Nous sommes une jeune biotech spécialiste de la chirurgie orthopédique de la main et du poignet, la société développe et commercialise en tant que fabricant des implants long terme et des prothèses internes. L’innovation et la qualité sont les valeurs de base de la société.

La société consacre une part très importante de son chiffre d'affaire à la recherche et au développement de nouveaux produits.
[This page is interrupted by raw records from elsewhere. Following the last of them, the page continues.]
Issue #467, opened 2018-08-25
Show validation errors on signup form


neerajdotname:
https://monosnap.com/file/hoWuufJ6bfSBma1tO0zPFj6ilAsiJG

I did not enter anything and just hit Submit. I did not get any error.

For the fields which are required we should have required html attributes.

PR #481, opened 2018-08-30
Adds field validations on sign up page.

Shrikant9:
Issue [#467](https://github.com/bigbinary/acehelp/issues/467)


Shrikant9:
@breezyboa _a

app/javascript/Admin/Page/Session/SignUp.elm
```diff
@@ -137,6 +145,31 @@ signUp model =
...
+            not (Field.value model.password == Field.value model.confirmPassword)
+    in
+        if emailError then
+            "Please enter a correct email."
+        else if fieldError then
+            "Please fill in all the fields."
+        else if passwordError then
+            "Given Passwords do not match."
+        else
+            ""
```
breezyboa: This function is not needed or at least can be simplified. 
You can simply compose `validEmail` function with `validateEmpty`in `initModel` itself
Same goes for `confirmPassword`. 

When you run the `Field.validate` or `Field.validateAll` function on  `Field`s you will get a `ValidationResult` and it will hold the error message if the validation fails

Check the documentation https://package.elm-lang.org/packages/bigbinary/elm-form-field/latest
for examples

app/javascript/Admin/Page/Session/SignUp.elm
```diff
@@ -137,6 +145,31 @@ signUp model =
...
+            [ model.firstName, model.email, model.password, model.confirmPassword ]
+
+        fieldError =
+            not (isAllValid fields)
+
+        passwordError =
+            not (Field.value model.password == Field.value model.confirmPassword)
+    in
+        if emailError then
+            "Please enter a correct email."
```
breezyboa: Please enter a valid email

Shrikant9:
@breezyboa _a
I made the changes for email field to be validated as a part of `isValidAll`. 
Although since `confirmPassword` requires an additional parameter i.e. `password`, a helper function that works like `validateEmail` cannot be used here, since it only passes the value of the current field.

Therefore I'm leaving the manual confirm password check in the model.

Issue #483, opened 2018-08-31
Error message needs to be better


neerajdotname:
https://monosnap.com/file/G5L6IMBy0RDSr0tsq8Gg9j6oc4ybOo

Error message needs to be "Email is already registered. Please try a different email".

@Shrikant9 _a

Shrikant9:
@tejaswinichile I get the following when I call the signup query with existing email:
```
{
  "data": {
    "signup": {
      "user": null
    }
  }
}
```

Can this be changed to an error?

tejaswinichile:
@Shrikant9 Let me check that.

PR #489, opened 2018-09-03
Fixes error message for user who is already signed up.

Shrikant9:
Issue [#483](https://github.com/bigbinary/acehelp/issues/483).


Shrikant9:
@breezyboa _a

app/javascript/Admin/Main.elm
```diff
@@ -752,8 +752,26 @@ update msg model =
                         SignUp.update suMsg currentPageModel
                 in
                     case suMsg of
-                        SignUp.SignUpResponse (Ok id) ->
-                            updateNavigation (NavigateTo Route.Login)
+                        SignUp.SignUpResponse (Ok userWithErrors) ->
+                            -- Since successful SignUpResponse msg can return errors:
```
breezyboa: This comment can be removed

app/javascript/Admin/Page/Session/SignUp.elm
```diff
@@ -111,7 +110,7 @@ update msg model =
                 else
                     ( { model | error = Just errors }, [] )
 
-        SignUpResponse (Ok user) ->
+        SignUpResponse (Ok userWithErrors) ->
             ( { model
```
breezyboa: If the server returns errors then we should not clear out all the fields. Only the password fields can be cleared out.

PR #500, opened 2018-09-05
Upgrade to Elm 0.19

ritesh404:


ritesh404:
Note: Navigation and redirecting users after an action can now be taken care of in respective modules itself. No more do we need to handle this in only in the Main module. This is thanks to the updated `Browser.application`

There is, however, an exception i.e when we need to show a User notification. This too can be taken care of but is not handled in this PR
cc: @tejaswinichile

neerajdotname:
This is a big PR and I do not want it to have merge conflicts. I see that @tejaswinichile was busy with other work today. Merging it.

PR #505, opened 2018-09-06
allow devise token auth to handle batch request

tejaswinichile:


tejaswinichile:
Merging this to check batch request behavior on staging instance.

PR #317, opened 2020-04-27
Remove UTF8 characters from example config

devicenull:
The example configuration file contains a few UTF-8 `’` characters, rather then the plain ASCII `'` character.  Since these are only in comments, remove them to prevent issues where UTF8 gets mangled and routinator refuses to start up


partim:
I’ll spare you the ranting about it being 2020 and admit that there shouldn’t be non-ASCII characters in these files. Thanks for the PR!

PR #331, opened 2020-05-14
Update AFRINIC TAL from rsync to HTTPS

AlexanderBand:


partim:
Can you include both URLs? Routinator will prefer the HTTP one, so the order doesn’t quite matter.

PR #337, opened 2020-05-17
bump alpine to 3.11.6 in Dockerfile

wk:
Bump alpine to 3.11.6 in Dockerfile. Manually validated.


partim:
Thank you for keeping an eye on these things! That is much appreciated!

PR #339, opened 2020-06-08
FIX: dubios -> dubious

ximon18:
This PR fixes the following issue:
```
$ routinator --version
Routinator 0.7.0

$ routinator --allow-dubious-hosts --tal-dir=/tmp/tal --rrdp-root-cert=/home/ximon/src/krill/generated_cert/issuer.crt -vvv vrps
error: Found argument '--allow-dubious-hosts' which wasn't expected, or isn't valid in this context
	Did you mean --allow-dubios-hosts?

USAGE:
    routinator --allow-dubios-hosts

For more information try --help
```

### DIFF
--- a/src/config.rs
+++ b/src/config.rs
@@ -259,7 +259,7 @@ impl Config {
              .takes_value(true)
         )
         .arg(Arg::with_name("allow-dubious-hosts")
-             .long("allow-dubios-hosts")
+             .long("allow-dubious-hosts")
              .help("Allow dubious host names in rsycn and HTTPS URIs")
         )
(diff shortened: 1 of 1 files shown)


partim:
Oops.

I’d want to keep the wrong spelling in as a quiet alternative (i.e., it’s there but not documented and doesn’t show up in the usage output either) to avoid having a breaking change before the next intentional breaking release.

I’ll have a look into how to achieve this and then push another commit to this PR.

partim:
That was easy. Clap is great!

PR #349, opened 2020-06-11
bump alpine to 3.12.0 in Dockerfile

wk:
Manually validated.


partim:
Thank you for the PR! It will get merged after 0.7.1 is released.

PR #352, opened 2020-06-12
Debian packaging tweaks

ximon18:
I'm not that familiar with Debian packaging so these changes might be rubbish, but on reading [cargo-deb docs](https://github.com/mmstick/cargo-deb) and [Debian packaging guidelines](https://www.debian.org/doc/manuals/debian-faq/pkg-basics.en.html) I made the following tweaks:

- Adds conf-files per cargo-deb docs to avoid routinator.conf being overwritten on upgrade.
- Changes section from "rust" to "net" as the implementation language is less descriptive of the tool than that it is a networking tool.
- Removes license-file as cargo-deb docs say it will already use the existing "license" field from Cargo.toml.

@wk: as the original contributor of the cargo-deb metadata in commit e828695a7f83c745f23845df79e1e41c1bb19e85, and @rfc1036 as the maintainer of https://salsa.debian.org/md/routinator/-/tree/master/debian, I'm curious to know what you think of these changes.

### DIFF
--- a/Cargo.toml
+++ b/Cargo.toml
@@ -64,7 +64,7 @@ AS number will be the origin of BGP route announcements for it. \
 Routinator is a RPKI relying party software written in Rust. """
 depends = "$auto, rsync"
 section = "net"
-priority = "extra"
+priority = "optional"
 assets = [
     ["target/release/routinator", "usr/bin/", "755"],
     ["README.md", "usr/share/doc/routinator/", "644"],
--- a/Cargo.toml
+++ b/Cargo.toml
@@ -56,6 +56,7 @@ tls = []
 
 [package.metadata.deb]
 maintainer = "The NLnet Labs RPKI Team <rpki@nlnetlabs.nl>"
+license-file = ["LICENSE", "0"]	
 extended-description = """\
 The Resource Public Key Infrastructure provides cryptographically signed \
 statements about the association of Internet routing resources. \
--- a/Cargo.toml
+++ b/Cargo.toml
@@ -56,7 +56,6 @@ tls = []
 
 [package.metadata.deb]
 maintainer = "The NLnet Labs RPKI Team <rpki@nlnetlabs.nl>"
-license-file = ["LICENSE", "0"]
 extended-description = """\
 The Resource Public Key Infrastructure provides cryptographically signed \
 statements about the association of Internet routing resources. \
@@ -64,8 +63,8 @@ In particular, it allows the holder of an IP address prefix to publish which \
 AS number will be the origin of BGP route announcements for it. \
 Routinator is a RPKI relying party software written in Rust. """
 depends = "$auto, rsync"
-section = "rust"
-priority = "optional"
+section = "net"
+priority = "extra"
 assets = [
     ["target/release/routinator", "usr/bin/", "755"],
     ["README.md", "usr/share/doc/routinator/", "644"],
@@ -75,6 +74,9 @@ assets = [
     ["etc/routinator.conf.system-service", "etc/routinator/routinator.conf", "644"]
 ]
 maintainer-scripts = "debian"
+conf-files = [
+    "etc/routinator/routinator.conf"
+]
 
 [package.metadata.deb.variants.minimal]
 assets = [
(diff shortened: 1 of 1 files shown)


rfc1036:
No real routinator Debian or Ubuntu package will be possible until all dependencies will be available in Debian anyway.
Without all the integration that I have implemented in my package (configuration files with sane paths, sandboxing, depending on rpki-trust-anchors, etc...) then I do not think that this brings much value over just copying the routinator binary.

(Extra priority is deprecated and should not be used anymore.)

ximon18:
Thanks for the very fast reaction @rfc1036  !

> No real routinator Debian or Ubuntu package will be possible until all dependencies will be available in Debian anyway.

Forgive my ignorance, but if I run `cargo deb` on my Ubuntu 18.04 system I can then do `apt install ./target/debian/routinator_0.7.1~rc2-bis_amd64.deb` and end up with `/usr/bin/routinator` which seems to work fine.

Is the issue for a "real" package to do with not depending on stock crates.io downloads but on verified build dependencies or something?

> Without all the integration that I have implemented in my package (configuration files with sane paths, sandboxing, depending on rpki-trust-anchors, etc...) then I do not think that this brings much value over just copying the routinator binary.

Understood. I came across this while looking into packaging for Krill rather than Routinator so really just wanted to understand if the choices made in this configuration are sane or not, and am aware that you have put a lot of effort into proper Debian packaging of Routinator.

> (Extra priority is deprecated and should not be used anymore.)

That's useful to know, thanks. Is that documented somewhere?

Thankyou very much!

rfc1036:
For very good reasons Debian (and Ubuntu) packages must be built only from dependencies available in the Debian archive, and no network access is allowed.

ximon18:
That only applies to official packages right?

wk:
On value:
Providing metadata for `cargo-deb` carries very little cost and currently allows locally building a working package that's been successfully tested on recent versions of Debian and Ubuntu.

It enables both clean local installation (where any subsequent removal and updating will be handled by the package manager), as well as local distribution within an organization from an internal repository. The resulting generated package being unsuitable for inclusion in upstream Debian or Ubuntu repositories does not hinder either of these use cases.

On the change set:
I can successfully build a package from the `deb-pkg-tweaks` branch, and the changes seem reasonable - however, as @rfc1036 pointed out, I believe "optional" is, indeed, the correct priority.

wk:
> That's useful to know, thanks. Is that documented somewhere?

This is outlined [here](https://www.debian.org/doc/debian-policy/ch-archive.html#s-priorities).

ximon18:
> > That's useful to know, thanks. Is that documented somewhere?
> 
> This is outlined [here](https://www.debian.org/doc/debian-policy/ch-archive.html#s-priorities).

Thanks, PR updated accordingly.

ximon18:
Regarding:
> Removes license-file as cargo-deb docs say it will already use the existing "license" field from Cargo.toml.

Actually we should revert the license-file change that I proposed because the [Debian Policy manual](https://www.debian.org/doc/debian-policy/ch-docs.html#copyright-information) says:
> Every package must be accompanied by a verbatim copy of its copyright information and distribution license in the file /usr/share/doc/package/copyright. This file must neither be compressed nor be a symbolic link.
> 
> In addition, the copyright file must say where the upstream sources (if any) were obtained, and should include a name or contact address for the upstream authors. This can be the name of an individual or an organization, an email address, a web forum or bugtracker, or any other means to unambiguously identify who to contact to participate in the development of the upstream source code.

With `license-file` the verbatim license is included, but not so when `license-file` is omitted, instead you only get a license reference like so (from the Krill project):
```
Upstream Name: krill-ubuntu1804
Source: https://github.com/NLnetLabs/krill
Copyright: The NLnet Labs RPKI team <rpki-team@nlnetlabs.nl>
License: MPL-2.0
```
So, I think I'll revert the license-file change part of this proposal.

ximon18:
After discussion with @partim I believe this PR can be merged as the only changes left after review and edits are uncontroversial, change section from "rust" to "net" and mark the configuration file so that it won't be automatically overwritten on upgrade.

PR #360, opened 2020-06-29
Deb packaging automation

ximon18:
Based on the work done for NLnetLabs/Krill#261:
- Builds for Ubuntu 16.04, 18.04, 20.04 and Debian 9 and 10. By configuration only two variants are built: modern systemd and minimal systemd, but differences in available standard library (e.g. glibc) versions available per platform when building with $auto depends requires that each package be built on the target platform to get the correct `Depends:` entry in the created DEB package. This is considered less brittle than hand specifying a lowest common dependency set in Cargo.toml for cargo-deb.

Basée en Suisse à Genève ses activités couvrent le monde (Europe, Canada, USA, …)

Job description

Reporting directly to general management, you are responsible for the company’s quality policy and your missions are :

Notified Body’s relationship management (approvals, audits, ...)
Verification / Establishment of technical and design files with the R & D manager
Follow-up of process validation, cleaning, sterilization, ... with the industrialization manager
Establishment and update of biocomp and clinical data with the R & D manager
Getting and managing CE markings by implants
Preparation and follow-up of FDA files (510k and PMA), with the US consultant
Management of FDA approvals

Profile

Graduated, you have at least five years experience in leading quality projects in the Biotechnology industry, preferably at an orthopedic implant manufacturer. You have excellent knowledge of ISO 13485 standards and procedures, CE marking and 510k files.

Excellent interpersonal relationships is essential to this position. A good level in English is essential. Finally, you are pragmatic, have an entrepreneurial spirit and want to invest in a human-scale structure developing internationally.

Permanent position based in Geneva in a pleasant setting. An attractive remuneration, according to the candidate's experience, will be proposed.